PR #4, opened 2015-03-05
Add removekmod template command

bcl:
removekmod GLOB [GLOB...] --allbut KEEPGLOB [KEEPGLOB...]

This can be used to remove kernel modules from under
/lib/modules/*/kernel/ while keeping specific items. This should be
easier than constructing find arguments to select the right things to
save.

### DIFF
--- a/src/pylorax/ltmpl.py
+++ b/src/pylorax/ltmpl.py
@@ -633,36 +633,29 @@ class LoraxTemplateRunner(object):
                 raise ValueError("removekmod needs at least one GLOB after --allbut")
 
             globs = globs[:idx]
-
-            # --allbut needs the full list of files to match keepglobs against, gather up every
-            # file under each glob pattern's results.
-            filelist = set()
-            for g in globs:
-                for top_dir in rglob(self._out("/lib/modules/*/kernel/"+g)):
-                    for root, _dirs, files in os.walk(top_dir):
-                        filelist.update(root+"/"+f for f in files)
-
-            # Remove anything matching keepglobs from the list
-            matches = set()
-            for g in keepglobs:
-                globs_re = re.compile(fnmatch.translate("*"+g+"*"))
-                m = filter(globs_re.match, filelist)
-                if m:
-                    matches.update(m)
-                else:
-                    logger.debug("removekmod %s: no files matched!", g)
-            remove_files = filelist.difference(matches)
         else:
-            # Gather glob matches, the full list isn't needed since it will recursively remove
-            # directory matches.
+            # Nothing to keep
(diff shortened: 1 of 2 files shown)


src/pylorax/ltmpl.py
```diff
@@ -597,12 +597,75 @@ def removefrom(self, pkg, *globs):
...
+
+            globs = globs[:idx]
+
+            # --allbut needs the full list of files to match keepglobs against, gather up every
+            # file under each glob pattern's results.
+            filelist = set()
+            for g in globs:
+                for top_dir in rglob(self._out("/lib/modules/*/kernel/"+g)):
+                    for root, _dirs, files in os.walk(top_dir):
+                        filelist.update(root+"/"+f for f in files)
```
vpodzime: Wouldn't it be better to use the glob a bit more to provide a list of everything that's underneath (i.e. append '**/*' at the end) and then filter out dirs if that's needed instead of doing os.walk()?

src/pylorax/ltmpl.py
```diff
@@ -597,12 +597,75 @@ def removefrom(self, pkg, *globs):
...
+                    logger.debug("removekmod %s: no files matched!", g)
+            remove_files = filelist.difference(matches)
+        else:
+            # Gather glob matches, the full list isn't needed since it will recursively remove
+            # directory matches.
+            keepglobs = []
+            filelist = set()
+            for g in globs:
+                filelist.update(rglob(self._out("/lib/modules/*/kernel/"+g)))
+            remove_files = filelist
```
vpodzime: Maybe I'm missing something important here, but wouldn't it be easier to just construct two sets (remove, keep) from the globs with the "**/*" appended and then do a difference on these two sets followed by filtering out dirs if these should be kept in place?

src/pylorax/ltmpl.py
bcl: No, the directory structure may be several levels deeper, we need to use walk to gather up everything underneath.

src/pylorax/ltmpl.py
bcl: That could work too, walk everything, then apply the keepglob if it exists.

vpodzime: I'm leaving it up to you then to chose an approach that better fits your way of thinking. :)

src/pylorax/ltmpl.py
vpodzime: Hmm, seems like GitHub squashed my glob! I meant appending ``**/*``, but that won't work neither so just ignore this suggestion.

#####

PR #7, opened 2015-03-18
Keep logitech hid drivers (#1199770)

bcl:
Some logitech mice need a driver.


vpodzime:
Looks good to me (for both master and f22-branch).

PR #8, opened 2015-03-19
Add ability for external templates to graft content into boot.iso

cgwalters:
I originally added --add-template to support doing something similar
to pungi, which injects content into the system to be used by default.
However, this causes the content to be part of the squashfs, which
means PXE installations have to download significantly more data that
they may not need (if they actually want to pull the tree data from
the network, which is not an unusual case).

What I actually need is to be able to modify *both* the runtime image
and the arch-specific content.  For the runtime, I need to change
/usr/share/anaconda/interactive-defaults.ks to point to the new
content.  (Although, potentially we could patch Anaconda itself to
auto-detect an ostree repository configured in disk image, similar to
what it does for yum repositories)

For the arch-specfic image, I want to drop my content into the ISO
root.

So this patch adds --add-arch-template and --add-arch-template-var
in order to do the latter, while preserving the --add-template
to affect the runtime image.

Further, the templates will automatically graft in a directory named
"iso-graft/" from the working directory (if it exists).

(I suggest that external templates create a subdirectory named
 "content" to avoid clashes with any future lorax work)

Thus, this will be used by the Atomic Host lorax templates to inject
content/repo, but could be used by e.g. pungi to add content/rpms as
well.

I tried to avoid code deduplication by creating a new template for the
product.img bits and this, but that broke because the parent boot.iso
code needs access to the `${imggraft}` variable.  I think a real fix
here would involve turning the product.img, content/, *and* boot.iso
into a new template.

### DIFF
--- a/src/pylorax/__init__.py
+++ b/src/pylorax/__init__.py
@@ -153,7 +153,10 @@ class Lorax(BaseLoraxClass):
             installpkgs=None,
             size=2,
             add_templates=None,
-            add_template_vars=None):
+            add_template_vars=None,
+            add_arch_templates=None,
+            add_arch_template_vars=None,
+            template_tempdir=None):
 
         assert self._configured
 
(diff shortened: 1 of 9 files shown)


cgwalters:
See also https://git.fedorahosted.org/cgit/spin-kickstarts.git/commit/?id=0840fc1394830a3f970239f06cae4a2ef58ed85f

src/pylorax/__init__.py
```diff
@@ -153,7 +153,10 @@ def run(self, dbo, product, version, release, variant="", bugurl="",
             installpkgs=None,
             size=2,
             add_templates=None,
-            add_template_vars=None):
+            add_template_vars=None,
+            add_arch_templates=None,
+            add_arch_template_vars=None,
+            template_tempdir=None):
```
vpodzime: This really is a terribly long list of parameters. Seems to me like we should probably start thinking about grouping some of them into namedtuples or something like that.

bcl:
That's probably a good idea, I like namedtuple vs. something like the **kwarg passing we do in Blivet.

#####

Task: Take each line of the material that contains the word "since" and list it.

Answer:
-            # Gather glob matches, the full list isn't needed since it will recursively remove
+            # Gather glob matches, the full list isn't needed since it will recursively remove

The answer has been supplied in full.